2 g of the according to Example 33 of the dye obtained in 2000 g of water containing 4 g of oleyl polyglycol ether, finely suspended. The pH of the dyebath is adjusted to 5 to 5.5 with acetic acid.

100 g of polyglycol terephthalate fabric are now used at 50 °, heats the bath to 140 ° within 30 minutes and colors it for 50 minutes Temperature. The dye is then rinsed with water, soaped and dried. You get if these conditions are observed, a wash, perspiration, light and sublimation fast, pure yellow coloration.
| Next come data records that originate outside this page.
PR #4819, opened 2022-12-14
Use safe block as pivot block during snapsync

matkt:

## PR description

I found that if we only use finalized block during snapsync is not a good choice because we will have 60 blocks windows to download and heal. It can impact the performance of the sync because we will not have enough time to download a lof of leafs and heal etc. I found
A finalized block is one which has been accepted as canonical by more than 2/3 of validators. To create a conflicting block, an attacker would have to burn at least 1/3 of the total stake.
A safe head block is one which, under normal network conditions, is expected to be included in the canonical chain. Assuming network delays of less than 4 seconds, an honest majority of validators and no attacks on the fork-choice rule, the safe head will never be orphaned.
I think we can use safe block during a sync

## Documentation

## Changelog


fab-10 (approved):

garyschulte (approved):
🚢

PR #4828, opened 2022-12-15
Allow -Pdocker-platform during distDocker

gezero:
As an example of an use case - this should make it easier to build linux/amd64 images on M1.


macfarla (approved):
LGTM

The dyes described in the other examples give colorations by this process equal quality.

Example 158

2 g of the dye obtained according to Example 5 are dispersed in 4000 g of water. 12 g of sodium o-phenylphenolate and 12 g of diammonium phosphate are added as swelling agents to this dispersion, and 100 g of yarn made from polyglycol terephthalate IV are dyed for ₂ hours at 95 ° to 98 °. The dye is rinsed and treated with dilute sodium hydroxide solution and a dispersant

This gives a wash-, light- and sublimation-fast, pure yellow coloration.
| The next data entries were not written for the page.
PR #4841, opened 2022-12-20
EIP-6122 Timestamp based fork IDs

jframe:
## PR description
Timestamp based fork IDs implementing [EIP-6122](https://github.com/ethereum/EIPs/pull/6122)

## Documentation

## Changelog


config/src/main/java/org/hyperledger/besu/config/GenesisConfigOptions.java
```diff
@@ -104,7 +104,9 @@ default boolean isConsensusMigration() {
 
   Optional<Hash> getTerminalBlockHash();
 
-  List<Long> getForks();
+  List<Long> getForkBlockNumbers();
+
+  List<Long> getForkTimestamps();
```
siladu, line 109: nit: feel like getForkNumbers or getForkBlockTimestamps would be more consistent since they both represent blocks, but happy to be convinced otherwise :)

config/src/main/java/org/hyperledger/besu/config/JsonGenesisConfigOptions.java
```diff
@@ -590,4 +590,17 @@ public List<Long> getForks() {
         .sorted()
         .collect(Collectors.toList());
   }
+
+  @Override
+  public List<Long> getForkTimestamps() {
+    Stream<OptionalLong> forkBlockTimestamps = Stream.of(getShanghaiTime(), getCancunTime());
+    // when adding forks add an entry to ${REPO_ROOT}/config/src/test/resources/all_forks.json
```
siladu, line 597: useful comment 👍 

nit: out of scope of your changes but wondering if/why we can't use the already built list from the Schedules?

ethereum/core/src/main/java/org/hyperledger/besu/ethereum/forkid/ForkIdManager.java
```diff
@@ -34,52 +36,81 @@
 public class ForkIdManager {
 
   private final Hash genesisHash;
-  private final List<ForkId> forkIds;
+  private final List<ForkId> blockNumbersForkIds;
+  private final List<ForkId> timestampsForkIds;
```
siladu, line 40: keep reading this as Timestamps For Kids 😆

ethereum/core/src/main/java/org/hyperledger/besu/ethereum/forkid/ForkIdManager.java
```diff
@@ -162,21 +193,34 @@ private long createForkIds() {
     final CRC32 crc = new CRC32();
     crc.update(genesisHash.toArray());
     genesisHashCrc = getCurrentCrcHash(crc);
-    final List<Bytes> forkHashes = new ArrayList<>(List.of(genesisHashCrc));
-    forkBlockNumbers.forEach(
+    final List<Bytes> numberForkHashes = new ArrayList<>(List.of(genesisHashCrc));
```
siladu, line 196: Bit confused by what "number" means here as opposed to just forkHashes?

ethereum/core/src/main/java/org/hyperledger/besu/ethereum/forkid/ForkIdManager.java
```diff
@@ -162,21 +193,34 @@ private long createForkIds() {
...
+          new ForkId(numberForkHashes.get(blockNumberForks.size() + i), timestampForks.get(i)));
     }
     long forkNext = 0;
-    if (!forkBlockNumbers.isEmpty()) {
-      forkNext = forkIds.get(forkIds.size() - 1).getNext();
-      forkIds.add(new ForkId(forkHashes.get(forkHashes.size() - 1), 0));
+    if (!timestampForks.isEmpty()) {
+      forkNext = timestampForks.get(timestampForks.size() - 1);
+      timestampsForkIds.add(new ForkId(numberForkHashes.get(numberForkHashes.size() - 1), 0));
+    } else if (!blockNumberForks.isEmpty()) {
```
siladu, line 221: Why is this else if and not just if?

ethereum/core/src/test/java/org/hyperledger/besu/ethereum/forkid/ForkIdTest.java
```diff
@@ -667,18 +743,276 @@ public static Collection<Object[]> data() {
...
             empty(),
             empty(),
             wantPeerCheck("0xafec6b27", 0L, false)
-          }
+          },
+
+          // Fork ID test cases with block number and timestamp based forks
+          // Withdrawals test cases
+          {
+            "Withdrawals // Unsynced",
```
siladu, line 758: Withdrawals test cases worthy of its own test class?

ethereum/core/src/test/java/org/hyperledger/besu/ethereum/forkid/ForkIdTestUtil.java
```diff
@@ -79,6 +84,13 @@ public static class Forks {
     public static final List<Long> SHANDONG =
         Arrays.asList(0L, 0L, 0L, 0L, 0L, 0L, 0L, 0L, 0L, 0L, 0L);
     public static final List<Long> PRIVATE = Arrays.asList(0L, 0L, 0L, 0L, 0L, 0L, 0L, 0L);
+
+    public static final List<Long> WITHDRAWALS_BLOCKS =
```
siladu, line 88: s/WITHDRAWALS/SHANGHAI ?

config/src/main/java/org/hyperledger/besu/config/JsonGenesisConfigOptions.java
jframe: It's done deliberately to catch any mismatches between what we would have in the config file with mixed case and parsing as lower case. There is a pretty good comment about this in the GenesisConfigFileTest https://github.com/hyperledger/besu/blob/main/config/src/test/java/org/hyperledger/besu/config/GenesisConfigFileTest.java#L534.

ethereum/core/src/main/java/org/hyperledger/besu/ethereum/forkid/ForkIdManager.java
jframe: The next forkId should be added to only one of the timestamp forks or the blockNumber forks. Using an if instead of the else if would break in the case where we had a non-empty blockNumberForks and non-empty timestampForks.

ethereum/core/src/main/java/org/hyperledger/besu/ethereum/forkid/ForkIdManager.java
jframe: Agree, forkHashes makes more sense. Renamed it.

config/src/main/java/org/hyperledger/besu/config/GenesisConfigOptions.java
jframe: I like getForkBlockTimestamps. Changing it to that.

ethereum/core/src/test/java/org/hyperledger/besu/ethereum/forkid/ForkIdTest.java
jframe: Doesn't seem like quite the right split. But this test class is getting quite large. Maybe should split the test data out into test files? Although I suggest another PR to do that.

ethereum/core/src/test/java/org/hyperledger/besu/ethereum/forkid/ForkIdTestUtil.java
jframe: Think WITHDRAWALS makes more sense as the rest are are network names not fork names

siladu: Why is withdrawals more like a network than shanghai? I think it's just one of several features within shanghai 🤷

jframe: Because withdrawals in this case represents the withdrawals testnet. Shanghai is the fork so don't want to use that. But could just sidestep this and put these into the mainnet configuration instead.

siladu (approved):
LGTM!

Replace the 100 g polyglycol terephthalate yarn in the above example through 100 g of cellulose triacetate fabric, dyed under the specified conditions and then rinsed with water, so one obtains a yellow, very washable and sublime-fast color.

Example 159

Polyglycoherphthalate fabric is made on a foulard at 40 ° with a liquor of the following composition impregnated:

20 parts by weight of the according to Example 34

obtained dye finely dispersed in 7.5 parts by weight of sodium alginate, 20 parts by weight of triethanolamine, 20 parts by weight of octylphenol polyglycol

ether and
Parts by weight of water.

The fabric, which has been squeezed off to a content of about 100% impregnation liquor, is dried at 100 ° and the dye is then fixed for 30 seconds at a temperature of 210 °. the Dyed goods are rinsed with water, soaped and dried. One obtains under these conditions a washing, rubbing, light and blending right geluc ίο coloring.

The dyes described in the other examples give colorations after this process equal quality.

Claims (5)

i 644 260 Patent claims: I. Mono- and disazo dyes from complexing groups and from in water acidic dissociating, water-solubilizing substituents are free and of the formula 5. Process for dyeing fiber material based on polyesters. Cellulose acetate or synthetic polyamides, characterized by the use of the dyes according to claim I.